As we report on Litigation Futures today, the Supreme Court hearing into whether the pre-Jackson CFA regime breached the European Convention on Human Rights starts on Monday. Around half of the Bar, it seems, will be in attendance.
We were the first to report on Lord Neuberger's original ruling last July and to date nobody has worked out quite why he chose to pick this fight - and also why it didn't occur to him when he was Master of the Rolls.
He is now left in an awkward position, it seems to me. If the Supreme Court takes the nuclear option and decides there was a breach, then we could be in for years of litigation and compensation claims against the government.
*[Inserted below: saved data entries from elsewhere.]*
PR #1091, opened 2022-08-17
Add dfe-analytics gem

ethax-ross:
### Trello card

[Trello-3507](https://trello.com/c/3CzgfQK9/3507-add-dfe-analytics-gem-to-services)

### Context

Add the `dfe-analytics` gem and enable it when running in non-production environments. Capture all web requests and model updates as events (we only have a single `Feedback` model we are capturing).

Minor tweak to the `request_id` specs to allow `request.uuid` to be called multiple times; it appears the `dfe-analytics` gem also requests the `uuid` so we need to allow the mock to be called more than once.

The JSON secret for BigQuery has been added to the Azure keyvault; I had to base64 encode it otherwise the private key was mangled.

- Add dfe-analytics gem

### Guidance to review

The TTA app doesn't use `ActiveJob` so it's currently configured with the default Async (in memory) queue adapter. This means jobs may be lost on restart. We could setup Sidekiq backed by our existing Redis instance as an improvement if we think that would be worthwhile.


misaka (approved):
LGTM!!

PR #1118, opened 2022-09-06
Updating link back to GIT

EllieNodder:
### Context

Kat pointed out that the current wording could be confusing to returners, so I'm editing the copy so it applies to all users.


gemmadallmandfe (approved):
Looks good to me

PR #580, opened 2016-11-22
Added basic census schemas.

jonnyshaw89:
### What is the context of this PR?
Added basic census schemas.
Mainly Household survey but includes skeleton schemas for individual and communal establishment.

PR #586, opened 2016-11-25
Eq 737 census sexual id question

jonnyshaw89:
Added ability to evaluate metadata in routing rules and skip conditions to allow for sexual identity question to be conditionally asked and for welsh questions to be shown in place of alternative.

From a public policy perspective, this appears an inconceivable outcome.
And that's before we work out the impact on the considerable number of pre-Jackson cases still going through the system.
But if the court decides there wasn't a breach, then we will be left to wonder why a whole lot of time and money was wasted for nothing.
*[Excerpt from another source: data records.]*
PR #589, opened 2016-11-27
Add support for piping based on current group_instance Id.

samiwel:
Added support for piping based on group instance Id.

### How to review 
Start the household repeating questionnaire.
Enter some names for people in the household.
Observe that the names are displayed in the titles of the subsequent repeated groups.

### DIFF
--- a/app/main/views/questionnaire.py
+++ b/app/main/views/questionnaire.py
@@ -57,7 +57,7 @@ def get_block(eq_id, form_type, collection_id, group_id, group_instance, block_i
     answers = answer_store.map(group_id=group_id, group_instance=group_instance, block_id=block_id)
 
     q_manager = get_questionnaire_manager(g.schema, g.schema_json)
-    q_manager.build_state(block_id, answers)
+    q_manager.build_state(block_id, answers, group_instance)
 
     block = g.schema.get_item_by_id(block_id)
     template = block.type if block and block.type else 'questionnaire'
@@ -152,7 +152,7 @@ def get_summary(eq_id, form_type, collection_id):
 
     if latest_location['block_id'] is 'summary':
         metadata = get_metadata(current_user)
-        answers = get_answers(current_user)
+        answers = get_answer_store(current_user)
         schema_context = build_schema_context(metadata, g.schema.aliases, answers)
         rendered_schema_json = renderer.render(g.schema_json, **schema_context)
         summary_context = build_summary_rendering_context(rendered_schema_json, answer_store, metadata)
--- a/app/main/views/questionnaire.py
+++ b/app/main/views/questionnaire.py
@@ -218,15 +218,15 @@ def submit_answers(eq_id, form_type, collection_id):
                                   block_id=invalid_location['block_id']))
 
 
-@questionnaire_blueprint.route('multiple-questions-group/0/household-composition', methods=["POST"])
+@questionnaire_blueprint.route('<group_id>/0/household-composition', methods=["POST"])
 @login_required
-def post_household_composition(eq_id, form_type, collection_id):
+def post_household_composition(eq_id, form_type, collection_id, group_id):
     questionnaire_manager = get_questionnaire_manager(g.schema, g.schema_json)
     answer_store = get_answer_store(current_user)
 
     this_block = {
         'block_id': 'household-composition',
-        'group_id': 'multiple-questions-group',
+        'group_id': group_id,
         'group_instance': 0,
     }
 
@@ -234,15 +234,15 @@ def post_household_composition(eq_id, form_type, collection_id):
 
     if 'action[add_answer]' in request.form:
         questionnaire_manager.add_answer(this_block, 'household-composition-question', answer_store)
-        return get_block(eq_id, form_type, collection_id, 'multiple-questions-group', 0, 'household-composition')
+        return get_block(eq_id, form_type, collection_id, group_id, 0, 'household-composition')
 
     elif 'action[remove_answer]' in request.form:
         index_to_remove = request.form.get('action[remove_answer]')
         questionnaire_manager.remove_answer(this_block, answer_store, index_to_remove)
-        return get_block(eq_id, form_type, collection_id, 'multiple-questions-group', 0, 'household-composition')
+        return get_block(eq_id, form_type, collection_id, group_id, 0, 'household-composition')
 
     if not valid:
-        return _render_template(questionnaire_manager.state, 'multiple-questions-group', 0, 'household-composition', template='questionnaire')
+        return _render_template(questionnaire_manager.state, group_id, 0, 'household-composition', template='questionnaire')
 
     return _go_to_next_block(current_block_id=this_block, eq_id=eq_id,
                              form_type=form_type, collection_id=collection_id)
--- a/app/parser/v0_0_1/schema_parser.py
+++ b/app/parser/v0_0_1/schema_parser.py
@@ -124,6 +124,8 @@ class SchemaParser(AbstractSchemaParser):
             # re-use the parse validation method
             self._parse_validation(questionnaire, self._schema)
 
+        questionnaire.register_aliases()
+
         return questionnaire
 
     @staticmethod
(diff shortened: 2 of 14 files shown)


app/main/views/questionnaire.py
```diff
@@ -369,5 +369,5 @@ def _render_template(context, group_id=None, group_instance=0, block_id=None, re
 
 
 def _render_schema(schema_json, answers, metadata):
-    schema_context = build_schema_context(metadata, g.schema.aliases, answers)
+    schema_context = build_schema_context(metadata, g.schema.aliases, answers, request.view_args)
```
benjefferies: Shall we limit this to just the group_instance while we are only using that?

app/questionnaire/questionnaire_manager.py
```diff
@@ -91,7 +91,7 @@ def build_state(self, item_id, answers):
             self.state.update_state(answers)
             self._conditional_display(self.state)
 
-            context = build_schema_context(metadata, self._schema.aliases, all_answers)
+            context = build_schema_context(metadata, self._schema.aliases, all_answers, request.view_args)
```
jonnyshaw89: Should we be passing these from the view as opposed to grabbing them from the request lower down?

jonnyshaw89 (changes requested):

app/templating/schema_context.py
```diff
@@ -1,25 +1,43 @@
+from app.questionnaire_state.state_repeating_answer_question import iterate_over_instance_ids
 from app.utilities.date_utils import to_date
 
 
-def build_schema_context(metadata, aliases, answers):
+def build_schema_context(metadata, aliases, answers, group_instance=None):
```
benjefferies: Should the default group_instance be 0?

app/questionnaire/questionnaire_manager.py
```diff
@@ -79,7 +79,7 @@ def process_incoming_answers(self, location, post_data):
 
         return is_valid
 
-    def build_state(self, item_id, answers):
+    def build_state(self, item_id, answers, group_instance=None):
```
benjefferies: Should the default group_instance be 0?

app/main/views/questionnaire.py
```diff
@@ -356,3 +356,8 @@ def _render_template(context, group_id=None, group_instance=0, block_id=None, te
                                  content=context,
                                  previous_location=previous_url,
                                  schema=g.schema_json)
+
+
+def _render_schema(schema_json, answers, metadata):
```
benjefferies: This isn't used anywhere

app/templating/schema_context.py
```diff
@@ -1,25 +1,43 @@
...
 
 
 def _map_alias_to_answers(aliases, answers):
     values = {}
     for alias, item_id in aliases.items():
-        value = answers.get(item_id)
-        values[alias] = value if value else ""
+        matching_answers = []
+        for answer_id, answer_index in iterate_over_instance_ids(answers):
+            if answer_id == item_id:
```
benjefferies: Maybe we should pass the answer_store instead of the flattened answers. Then we could just filter for answers with the same item_id otherwise we are implementing filtering logic on top of the flattened answers

app/templating/schema_context.py
```diff
@@ -1,25 +1,43 @@
...
+                key = '_'.join([answer_id, str(answer_index)]) if answer_index > 0 else answer_id
+                matching_answers.append(answers.get(key))
+
+        number_of_matches = len(matching_answers)
+
+        repeating_answer_alias = alias.startswith('_')
```
benjefferies: I don't think there is any need to a add a magic underscore to identify repeating answers is there?

tests/functional/pages/surveys/repeating_household/repeating-household.page.js
```diff
@@ -0,0 +1,12 @@
+import QuestionPage from '../question.page'
+
+class RepeatingHouseholdPage extends QuestionPage {
+
+  isNameDisplayed(name) {
+    var title = browser.getText('h1[class="section__title saturn"]')
```
benjefferies: Might be worth adding an identifiable name or id for titles which takes the id of the schema item

tests/functional/spec/repeating-household.spec.js
```diff
@@ -0,0 +1,64 @@
...
+
+  it('Given I enter one name, when I navigate through the subsequent group, I should see the name on each block.', function() {
+    // Given
+    startQuestionnaire(repeating_household_schema)
+    var name = 'Person One'
+
+    // When
+    HouseholdCompositionPage.setPersonName(0, name).submit()
+
+    expect(RepeatingHouseholdPage.isNameDisplayed(name)).to.be.true
```
benjefferies: Will chai it is better do use to.equal(name) because if/when it fails you get the comparison in the logs as debug otherwise you will just get expected true was false

benjefferies (changes requested):
Good effort on the tests they're really readable 👍

app/main/views/questionnaire.py
samiwel: I think this must have been left over from a recent merge, I've removed it.

app/questionnaire/questionnaire_manager.py
samiwel: Changed.

app/templating/schema_context.py
samiwel: Changed.

tests/functional/spec/repeating-household.spec.js
samiwel: Good point. I've changed this now so that it uses chai's `equal` instead.

app/schema/questionnaire.py
```diff
@@ -43,16 +43,22 @@ def register(self, item):
             raise QuestionnaireException('{} is a duplicate id'.format(item.id))
 
         self.items_by_id[item.id] = item
-        self._register_alias(item)
 
         # Build the two-way relationship
         item.questionnaire = self
 
+    def register_aliases(self):
+        for _, item in self.items_by_id.items():
```
iwootten: Minor thing, but if the key is unused, then we don't need to call .items() to return key, value pairs.

app/schema/questionnaire.py
```diff
@@ -43,16 +43,22 @@ def register(self, item):
...
+            self._register_alias(item)
+
     def _register_alias(self, item):
         # Register the alias if the item has one
         if isinstance(item, Answer) and item.alias is not None:
             if item.alias not in self.aliases.keys():
-                self.aliases[item.alias] = item.id
+                self.aliases[item.alias] = {
+                    "item_id": item.id,
```
iwootten: Is this actually an answer_id? - it's later used to filter answer store against answer_ids. Are there any cases where item_id points to something other than an answer?

iwootten (changes requested):

app/schema/questionnaire.py
samiwel: Yeah it's an answer_id. As far as I know, we only use aliases on Answers right now, so I'll rename this to answer_id for clarity.

iwootten (approved):

app/parser/v0_0_1/schema_parser.py
```diff
@@ -306,6 +308,7 @@ def _parse_answer(self, schema, questionnaire):
             answer.mandatory = ParserUtils.get_required_boolean(schema, 'mandatory')
             answer.options = ParserUtils.get_optional_array(schema, 'options')
             answer.alias = ParserUtils.get_optional_string(schema, 'alias')
+            answer.repeats = ParserUtils.get_optional(schema, "repeats")
```
benjefferies: I guess this is not needed now

benjefferies (approved):
Just @jonnyshaw89 left on this one now

jonnyshaw89:
Were we going to update the census schema in this PR?

benjefferies:
Good point we should do that @samiwel

collisdigital:
Can we also extend Census schema selenium tests as we go?

jonnyshaw89 (approved):

jonnyshaw89:
Do you want to squash these commits?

The hugely anticipated Supreme Court hearing in Coventry v Lawrence will start on Monday with eight interveners lining up to have their say in addition to the parties, and 23 advocates in all. The case will consider whether the recoverability of success fees and after-the-event insurance (ATE) under the Access to Justice Act 1999 infringed article 6 of the European Convention on Human Rights and/or article 1 of the First Protocol to the convention.